Na opinião da servidora e estudante Ira Bernardes, integrante do Núcleo de Consciência Trans da Unicamp (NCT), criado há um ano, “foi interessante ver como conseguiram abarcar um panorama bem grande de ações e de processos”. De acordo com o TransCenso realizado pelo NCT na Unicamp, há cerca de 150 pessoas trans na Universidade.

“As mudanças são bem importantes e significativas, mas a gente só vai conseguir realmente saber qual é o impacto disso com o tempo. Precisa haver uma avaliação posterior, com prazos, que gere um relatório de impacto e também uma avaliação sobre as demandas que estão chegando”, analisa Ira, que é estudante de Ciências Econômicas e trabalha na Seção Financeira do Instituto de Física “Gleb Wataghin” (IFGW) da Unicamp. “Acho que eu fui a primeira servidora trans que requisitou nome social no sistema da Universidade”, informa.

Processo contínuo

De acordo com a coordenadora do Cecom, as mudanças, de fato, são contínuas. “É uma mudança cultural, não é pontual. As pessoas devem debater, conhecer e refletir para fazer as mudanças. Nossa intenção é que isso seja permanente e dinâmico”, diz Rôse. Ira acredita que existe boa vontade em fazer as mudanças. “É importante que a gestão autora da mudança fique de olho e queira ouvir o que as pessoas trans têm a dizer sobre esse atendimento. O tratamento humanizado precisa ouvir quem está sendo atendido”, raciocina.
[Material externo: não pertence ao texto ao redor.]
PR #2741, opened 2019-08-18
[dmd-cxx] Synchronize extern(C) bindings

ibuclaw:
Only parts of note are Musl and Darwin mach.loader.

### DIFF
--- a/src/core/sys/posix/pthread.d
+++ b/src/core/sys/posix/pthread.d
@@ -854,7 +854,15 @@ else version (CRuntime_Bionic)
 }
 else version (CRuntime_Musl)
 {
+    enum PTHREAD_BARRIER_SERIAL_THREAD = -1;
 
+    int pthread_barrier_destroy(pthread_barrier_t*);
+    int pthread_barrier_init(pthread_barrier_t*, in pthread_barrierattr_t*, uint);
+    int pthread_barrier_wait(pthread_barrier_t*);
+    int pthread_barrierattr_destroy(pthread_barrierattr_t*);
+    int pthread_barrierattr_getpshared(in pthread_barrierattr_t*, int*);
+    int pthread_barrierattr_init(pthread_barrierattr_t*);
+    int pthread_barrierattr_setpshared(pthread_barrierattr_t*, int);
 }
 else version (CRuntime_UClibc)
 {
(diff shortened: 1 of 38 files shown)


src/core/sys/posix/pthread.d
```diff
@@ -880,6 +880,53 @@ else
...
+else version (Solaris)
+{
+    int pthread_condattr_getclock(in pthread_condattr_t*, clockid_t*);
+    int pthread_condattr_setclock(pthread_condattr_t*, clockid_t);
+}
+else version (CRuntime_Bionic)
+{
+}
+else version (CRuntime_Musl)
+{
```
Geod24: Why is there no Musl definition ?
https://github.com/ifduyue/musl/blob/79f653c6bc2881dd6855299c908a442f56cb7c2b/include/pthread.h#L181-L183

ibuclaw: Fix it in master and I'll pull it in?

ibuclaw:
@Geod24 - rebased.

ibuclaw:
@Geod24 - Oh well... :-)

Geod24:
@ibuclaw : So, `backtrace` & co are not part of Musl, and I doubt they'll get integrated.
On Alpine, `libexecinfo` provides those symbols. Is there a good way to express this ? In my packages I just link `libexecinfo`, but open to suggestions.

ibuclaw:
@Geod24 - In my build, I can see that gcc's in-tree libbacktrace is built, and I can't see it disabled from the system installed gcc either, so I don't think that's a problem.

```
Configured with: /home/buildozer/aports/main/gcc/src/gcc-8.3.0/configure --prefix=/usr --mandir=/usr/share/man --infodir=/usr/share/info --build=x86_64-alpine-linux-musl --host=x86_64-alpine-linux-musl --target=x86_64-alpine-linux-musl --with-pkgversion='Alpine 8.3.0' --enable-checking=release --disable-fixed-point --disable-libstdcxx-pch --disable-multilib --disable-nls --disable-werror --disable-symvers --enable-__cxa_atexit --enable-default-pie --enable-default-ssp --enable-cloog-backend --enable-languages=c,c++,objc,fortran,ada --disable-libssp --disable-libmpx --disable-libmudflap --disable-libsanitizer --enable-shared --enable-threads --enable-tls --with-system-zlib --with-linker-hash-style=gnu
```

Do ponto da vista de Ira, as mudanças protocolares não podem ignorar a transfobia. “A gente sabe que vive numa sociedade cheia de preconceitos”, diz. A demanda para que houvesse mudanças no atendimento realizado pelo Cecom surgiu a partir de relatos da comunidade trans, segundo Ira. “Mesmo com espaço nos formulários para o nome social, por exemplo, o pessoal chamava [a gente] pelo nome civil. Ou seja, se no atendimento mais básico a transfobia acontece, daí você já obstaculariza completamente o atendimento e a confiança da comunidade trans, que já é marginalizada, em buscar esse atendimento”, explica.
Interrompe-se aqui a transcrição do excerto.